§ WHAT YOU WILL DO: Among the entries below, which lines include the string "value"? Show each one.

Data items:
☆ ☆ ☆
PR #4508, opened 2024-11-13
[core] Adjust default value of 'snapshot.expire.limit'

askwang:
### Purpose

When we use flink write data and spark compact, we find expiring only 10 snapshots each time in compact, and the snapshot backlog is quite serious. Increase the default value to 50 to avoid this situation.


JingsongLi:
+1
☆ ☆ ☆
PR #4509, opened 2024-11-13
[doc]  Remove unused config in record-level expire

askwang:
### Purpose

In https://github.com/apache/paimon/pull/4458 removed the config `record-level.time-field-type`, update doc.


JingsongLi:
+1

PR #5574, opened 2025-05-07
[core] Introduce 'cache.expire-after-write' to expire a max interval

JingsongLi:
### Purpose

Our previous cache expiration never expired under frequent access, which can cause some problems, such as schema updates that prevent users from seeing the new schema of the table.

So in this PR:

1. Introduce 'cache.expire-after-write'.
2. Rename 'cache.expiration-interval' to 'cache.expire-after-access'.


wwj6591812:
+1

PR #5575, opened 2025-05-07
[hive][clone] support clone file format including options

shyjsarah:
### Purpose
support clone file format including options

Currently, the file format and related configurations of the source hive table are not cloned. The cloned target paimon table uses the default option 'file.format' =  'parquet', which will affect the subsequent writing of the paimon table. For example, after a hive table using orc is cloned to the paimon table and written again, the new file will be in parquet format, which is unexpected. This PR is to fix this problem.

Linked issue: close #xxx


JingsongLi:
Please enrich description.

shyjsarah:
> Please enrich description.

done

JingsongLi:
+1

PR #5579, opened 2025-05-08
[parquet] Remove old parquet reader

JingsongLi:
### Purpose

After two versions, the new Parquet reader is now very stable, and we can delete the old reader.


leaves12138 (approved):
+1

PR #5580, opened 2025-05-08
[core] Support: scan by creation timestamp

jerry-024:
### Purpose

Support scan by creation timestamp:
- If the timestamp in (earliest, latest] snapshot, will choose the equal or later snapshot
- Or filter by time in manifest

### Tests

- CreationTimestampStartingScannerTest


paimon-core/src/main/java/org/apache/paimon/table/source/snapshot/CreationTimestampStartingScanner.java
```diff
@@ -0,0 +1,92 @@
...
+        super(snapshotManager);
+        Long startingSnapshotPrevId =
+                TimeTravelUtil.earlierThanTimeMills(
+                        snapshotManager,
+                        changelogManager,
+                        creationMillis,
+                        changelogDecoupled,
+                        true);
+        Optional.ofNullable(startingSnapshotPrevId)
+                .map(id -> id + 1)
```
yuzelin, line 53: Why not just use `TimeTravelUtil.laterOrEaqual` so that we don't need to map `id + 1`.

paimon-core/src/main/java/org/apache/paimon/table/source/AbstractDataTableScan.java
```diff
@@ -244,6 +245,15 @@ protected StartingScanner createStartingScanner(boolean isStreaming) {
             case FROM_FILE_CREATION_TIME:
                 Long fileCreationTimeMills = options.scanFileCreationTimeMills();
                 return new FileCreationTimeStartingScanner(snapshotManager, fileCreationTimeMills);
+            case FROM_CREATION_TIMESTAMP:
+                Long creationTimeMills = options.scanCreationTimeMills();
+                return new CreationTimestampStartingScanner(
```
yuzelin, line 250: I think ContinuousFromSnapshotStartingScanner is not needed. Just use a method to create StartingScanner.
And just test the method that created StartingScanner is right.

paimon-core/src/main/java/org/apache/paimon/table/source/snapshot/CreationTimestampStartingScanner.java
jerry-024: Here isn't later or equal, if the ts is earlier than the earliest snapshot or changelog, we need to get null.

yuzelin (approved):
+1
☆ ☆ ☆
§ SOLUTION FOR THIS EXERCISE:
[core] Adjust default value of 'snapshot.expire.limit'
When we use flink write data and spark compact, we find expiring only 10 snapshots each time in compact, and the snapshot backlog is quite serious. Increase the default value to 50 to avoid this situation.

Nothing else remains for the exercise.